Set down the listing below verbatim, but only from its first line through the line containing "zhiqiangxu: Updated accordingly.".
━━━━━━━━
PR #4719, opened 2023-07-18
[Merged by Bors] - validate genesis before using

zhiqiangxu:
Currently if run `fastnet` without specifying a `genesis-time`, will panic:
```
2023-07-18T10:02:33.246+0200	INFO	00000.defaultLogger	Looking for identity file at `/home/dd/post/data/key.bin`
panic: code should have run Validate before this method
```

### DIFF
--- a/node/node.go
+++ b/node/node.go
@@ -1194,6 +1194,10 @@ func (app *App) LoadOrCreateEdSigner() (*signing.EdSigner, error) {
 	filename := filepath.Join(app.Config.SMESHING.Opts.DataDir, edKeyFileName)
 	log.Info("Looking for identity file at `%v`", filename)
 
+	if err := app.Config.Genesis.Validate(); err != nil {
+		return nil, fmt.Errorf("invalid genesis: %w", err)
+	}
+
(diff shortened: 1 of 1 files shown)


node/node.go
```diff
@@ -1194,6 +1194,10 @@ func (app *App) LoadOrCreateEdSigner() (*signing.EdSigner, error) {
 	filename := filepath.Join(app.Config.SMESHING.Opts.DataDir, edKeyFileName)
 	log.Info("Looking for identity file at `%v`", filename)
 
+	if err := app.Config.Genesis.Validate(); err != nil {
+		return nil, fmt.Errorf("invalid genesis: %w", err)
+	}
+
```
dshulyak: i think it is better to call Initialize before LoadOrCreateSigned in the GetCommand

zhiqiangxu: Updated accordingly.

dshulyak:
bors try

dshulyak:
bors merge

dshulyak (approved):
bors merge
━━━━━━━━
◆ **Task output**:
PR #4719, opened 2023-07-18
[Merged by Bors] - validate genesis before using

zhiqiangxu:
Currently if run `fastnet` without specifying a `genesis-time`, will panic:
```
2023-07-18T10:02:33.246+0200	INFO	00000.defaultLogger	Looking for identity file at `/home/dd/post/data/key.bin`
panic: code should have run Validate before this method
```

### DIFF
--- a/node/node.go
+++ b/node/node.go
@@ -1194,6 +1194,10 @@ func (app *App) LoadOrCreateEdSigner() (*signing.EdSigner, error) {
 	filename := filepath.Join(app.Config.SMESHING.Opts.DataDir, edKeyFileName)
 	log.Info("Looking for identity file at `%v`", filename)
 
+	if err := app.Config.Genesis.Validate(); err != nil {
+		return nil, fmt.Errorf("invalid genesis: %w", err)
+	}
+
(diff shortened: 1 of 1 files shown)


node/node.go
```diff
@@ -1194,6 +1194,10 @@ func (app *App) LoadOrCreateEdSigner() (*signing.EdSigner, error) {
 	filename := filepath.Join(app.Config.SMESHING.Opts.DataDir, edKeyFileName)
 	log.Info("Looking for identity file at `%v`", filename)
 
+	if err := app.Config.Genesis.Validate(); err != nil {
+		return nil, fmt.Errorf("invalid genesis: %w", err)
+	}
+
```
dshulyak: i think it is better to call Initialize before LoadOrCreateSigned in the GetCommand

zhiqiangxu: Updated accordingly.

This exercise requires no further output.